◆ **The input**:
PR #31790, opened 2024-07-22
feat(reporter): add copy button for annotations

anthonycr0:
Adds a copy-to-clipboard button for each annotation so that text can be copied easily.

--

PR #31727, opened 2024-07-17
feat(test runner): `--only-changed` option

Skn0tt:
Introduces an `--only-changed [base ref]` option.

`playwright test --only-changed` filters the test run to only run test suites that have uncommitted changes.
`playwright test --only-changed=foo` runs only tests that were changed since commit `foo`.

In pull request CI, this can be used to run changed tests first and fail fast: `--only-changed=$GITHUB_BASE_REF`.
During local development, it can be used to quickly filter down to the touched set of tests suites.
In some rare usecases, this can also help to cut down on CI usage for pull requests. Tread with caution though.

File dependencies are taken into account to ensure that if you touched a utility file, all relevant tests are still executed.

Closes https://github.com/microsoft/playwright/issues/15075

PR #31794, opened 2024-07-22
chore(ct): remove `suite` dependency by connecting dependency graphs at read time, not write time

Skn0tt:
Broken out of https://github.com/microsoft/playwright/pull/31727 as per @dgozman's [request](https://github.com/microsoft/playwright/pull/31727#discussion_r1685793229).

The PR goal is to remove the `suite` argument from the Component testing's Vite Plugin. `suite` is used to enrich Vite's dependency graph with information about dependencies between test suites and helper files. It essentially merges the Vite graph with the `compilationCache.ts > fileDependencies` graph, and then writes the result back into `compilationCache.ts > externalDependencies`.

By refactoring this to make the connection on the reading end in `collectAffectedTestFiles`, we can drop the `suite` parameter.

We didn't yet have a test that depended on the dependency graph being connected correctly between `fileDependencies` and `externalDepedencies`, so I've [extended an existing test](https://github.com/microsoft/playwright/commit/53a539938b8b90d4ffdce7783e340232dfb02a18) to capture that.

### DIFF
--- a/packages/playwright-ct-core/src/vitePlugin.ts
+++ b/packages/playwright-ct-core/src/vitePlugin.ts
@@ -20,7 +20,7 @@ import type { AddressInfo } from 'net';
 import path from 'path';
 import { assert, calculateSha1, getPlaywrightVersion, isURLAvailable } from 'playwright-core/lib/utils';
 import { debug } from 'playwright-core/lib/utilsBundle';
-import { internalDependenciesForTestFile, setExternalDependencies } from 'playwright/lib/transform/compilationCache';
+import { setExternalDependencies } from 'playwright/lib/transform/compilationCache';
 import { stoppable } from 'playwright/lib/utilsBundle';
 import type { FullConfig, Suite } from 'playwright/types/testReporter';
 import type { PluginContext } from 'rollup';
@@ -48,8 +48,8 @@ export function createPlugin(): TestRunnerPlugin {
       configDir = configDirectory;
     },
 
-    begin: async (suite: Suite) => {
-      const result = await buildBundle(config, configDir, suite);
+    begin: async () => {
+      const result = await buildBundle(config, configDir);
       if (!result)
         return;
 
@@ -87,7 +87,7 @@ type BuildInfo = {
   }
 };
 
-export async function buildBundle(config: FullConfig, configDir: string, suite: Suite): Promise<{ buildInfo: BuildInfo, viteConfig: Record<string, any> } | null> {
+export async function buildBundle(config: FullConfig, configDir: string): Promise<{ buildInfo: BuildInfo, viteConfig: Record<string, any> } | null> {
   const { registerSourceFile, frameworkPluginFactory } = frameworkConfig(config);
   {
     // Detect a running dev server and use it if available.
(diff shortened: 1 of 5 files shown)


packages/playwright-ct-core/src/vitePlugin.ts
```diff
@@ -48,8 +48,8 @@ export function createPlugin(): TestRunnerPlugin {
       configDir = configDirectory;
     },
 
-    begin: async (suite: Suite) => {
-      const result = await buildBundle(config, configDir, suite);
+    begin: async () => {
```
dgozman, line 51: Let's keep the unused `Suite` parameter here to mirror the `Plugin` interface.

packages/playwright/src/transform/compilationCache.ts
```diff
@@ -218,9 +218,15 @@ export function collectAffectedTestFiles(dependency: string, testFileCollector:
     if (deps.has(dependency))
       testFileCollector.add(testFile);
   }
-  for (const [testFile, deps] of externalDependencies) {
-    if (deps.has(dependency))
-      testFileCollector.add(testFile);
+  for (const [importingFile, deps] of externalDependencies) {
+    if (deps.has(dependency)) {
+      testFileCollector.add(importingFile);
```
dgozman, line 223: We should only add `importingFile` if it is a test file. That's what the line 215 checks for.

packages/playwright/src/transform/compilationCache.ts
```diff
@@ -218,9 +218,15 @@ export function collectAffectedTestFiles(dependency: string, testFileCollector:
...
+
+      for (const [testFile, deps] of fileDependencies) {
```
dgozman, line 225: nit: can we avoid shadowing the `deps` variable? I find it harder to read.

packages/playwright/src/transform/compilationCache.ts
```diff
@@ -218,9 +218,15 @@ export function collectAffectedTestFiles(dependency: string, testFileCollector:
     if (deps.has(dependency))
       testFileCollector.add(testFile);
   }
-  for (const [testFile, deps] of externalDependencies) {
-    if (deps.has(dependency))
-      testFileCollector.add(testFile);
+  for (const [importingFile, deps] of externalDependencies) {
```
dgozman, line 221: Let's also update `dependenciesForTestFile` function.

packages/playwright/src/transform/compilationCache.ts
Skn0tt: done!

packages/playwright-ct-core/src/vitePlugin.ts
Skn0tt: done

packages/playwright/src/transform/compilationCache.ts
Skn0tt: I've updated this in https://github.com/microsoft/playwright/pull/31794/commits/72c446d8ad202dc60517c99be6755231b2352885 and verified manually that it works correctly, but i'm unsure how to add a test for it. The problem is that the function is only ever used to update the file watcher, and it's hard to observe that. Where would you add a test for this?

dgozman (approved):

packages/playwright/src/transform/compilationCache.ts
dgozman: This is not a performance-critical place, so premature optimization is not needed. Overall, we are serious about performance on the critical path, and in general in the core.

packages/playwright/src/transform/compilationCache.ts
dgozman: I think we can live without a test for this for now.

◆ **Problem description**:
Using the material above, work out how many lines contain the string "copy". Give the number only.

◆ **Exercise output**:
2